— Supplied material —
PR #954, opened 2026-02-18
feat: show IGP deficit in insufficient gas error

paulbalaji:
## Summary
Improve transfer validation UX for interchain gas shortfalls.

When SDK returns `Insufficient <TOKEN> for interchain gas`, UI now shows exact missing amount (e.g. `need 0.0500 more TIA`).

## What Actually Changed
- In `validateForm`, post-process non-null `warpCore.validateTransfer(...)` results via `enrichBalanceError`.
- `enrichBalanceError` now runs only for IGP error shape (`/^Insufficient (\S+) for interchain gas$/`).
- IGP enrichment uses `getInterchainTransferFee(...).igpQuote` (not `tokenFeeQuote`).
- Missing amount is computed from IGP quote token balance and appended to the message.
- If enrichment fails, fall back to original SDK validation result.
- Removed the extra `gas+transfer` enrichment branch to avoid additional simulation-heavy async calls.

— Exercise description —
Transcribe each entry verbatim, leaving none out.

— Answer below —
PR #954, opened 2026-02-18
feat: show IGP deficit in insufficient gas error

paulbalaji:
## Summary
Improve transfer validation UX for interchain gas shortfalls.

When SDK returns `Insufficient <TOKEN> for interchain gas`, UI now shows exact missing amount (e.g. `need 0.0500 more TIA`).

## What Actually Changed
- In `validateForm`, post-process non-null `warpCore.validateTransfer(...)` results via `enrichBalanceError`.
- `enrichBalanceError` now runs only for IGP error shape (`/^Insufficient (\S+) for interchain gas$/`).
- IGP enrichment uses `getInterchainTransferFee(...).igpQuote` (not `tokenFeeQuote`).
- Missing amount is computed from IGP quote token balance and appended to the message.
- If enrichment fails, fall back to original SDK validation result.
- Removed the extra `gas+transfer` enrichment branch to avoid additional simulation-heavy async calls.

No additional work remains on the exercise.